12. The radio receiver of claim 11, wherein the first signal processing procedure and the second signal processing procedure are applied to the signal simultaneously.
13. The radio receiver of claim 11, wherein the first signal processing procedure is applied to the signal first, prior to the second signal processing procedure being applied.
14. The radio receiver of claim 11, wherein first signal processing procedure comprises:
performing a preliminary identification of the one or more interfering signals;
performing one or more feature extraction techniques to the preliminary identification;
applying a pattern classification to features of the one or more interfering signals extracted using the one or more feature extraction techniques to yield one or more classified patterns; and
applying a trained machine learning model to the one or more classified patterns to classify the one or more interfering signals.
15. The radio receiver of claim 14, wherein the one or more processors are further configured to provide, as an additional input into the trained machine learning model, one or more of the signal or cross layer sensing statistics associated with the signal.
16. The radio receiver of claim 11, wherein
the corresponding type for each of the one or more interfering signals includes one of meaconing, spoofing, jamming, or chirp signal, and
the interference mitigation scheme is one of adaptive beamforming, multi-tone cancelation, and adaptive filter-based interference excision.
17. The radio receiver of claim 11, wherein the radio receiver is installed in an object involved in a mission critical communication with one or more transmitters, and the one or more interfering signals include one or more of a radar signal, a Global Positioning System (GPS) signal, a cellular technology-based signal, and a WiFi signal.

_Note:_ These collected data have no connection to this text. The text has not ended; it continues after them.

PR #441, opened 2015-11-20
Fix-issue 442: Add sleep function before upgrade firmware

chenglch:
Firmware or ipmitool-xcat may not stable enough. BMC can handle
the ipmi request from ipmitool, but can not be upgraded succesfully,
add a sleep function as a work around.

Fix-issue: #442

### DIFF
--- a/xCAT-server/lib/xcat/plugins/ipmi.pm
+++ b/xCAT-server/lib/xcat/plugins/ipmi.pm
@@ -1659,6 +1659,7 @@ sub do_firmware_update {
             return -1;
     }
     #check reset status
+    sleep(10);
     unless (check_bmc_status_with_ipmitool($pre_cmd, 5, 12)) {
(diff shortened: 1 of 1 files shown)


whowutwut:
@pdlun92  Can you take a look at the code changes? 

@chenglch  Is sleep the best way to handle this?  What would happen in the case of running the firmware update on the cmdline using ipmitool....  would it also fail?

chenglch:
@whowutwut , The phenomenon is that, the ipmitool command(power status, raw code) works correctly, the last step hpm upgrade will print the upgrade process table( this output is right), but the upgrade process stays at 0%, then the upgrade command will return the error code.  

@tingting  has already tested this fix, it works well.  But I haven't found a better way to control the time to execute the upgrade command after cold reset of bmc.

whowutwut:
Ok, thanks for the explanation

18. One or more non-transitory computer-readable media comprising computer-readable instructions, which when executed by one or more processors of a radio receiver, cause the radio receiver to:
receive a signal, wherein the signal includes an intended signal sent for reception by the radio receiver and one or more interfering signals;
apply, in real-time, a first signal processing procedure to the signal to classify a corresponding type for each of the one or more interfering signals;
determine an interference mitigation scheme for each type of interfering signal;
apply, in real-time, a second signal processing procedure to the signal to mitigate the one or more interfering signals using the interference mitigation scheme for each type of interfering signal; and
output the intended signal.
19. The One or more non-transitory computer-readable media of claim 18, wherein first signal processing procedure comprises:
performing a preliminary identification of the one or more interfering signals;
performing one or more feature extraction techniques to the preliminary identification;
applying a pattern classification to features of the one or more interfering signals extracted using the one or more feature extraction techniques to yield one or more classified patterns; and
applying a trained machine learning model to the one or more classified patterns to classify the one or more interfering signals, wherein
in addition to the one or more classified patterns, one or more of the signal or cross layer sensing statistics associated with the signal are provided as additional inputs to the trained machine learning model.
20. The One or more non-transitory computer-readable media of claim 18, wherein
the corresponding type for each of the one or more interfering signals includes one of meaconing, spoofing, jamming, or chirp signal, and
the interference mitigation scheme is one of adaptive beamforming, multi-tone cancelation, and adaptive filter-based interference excision.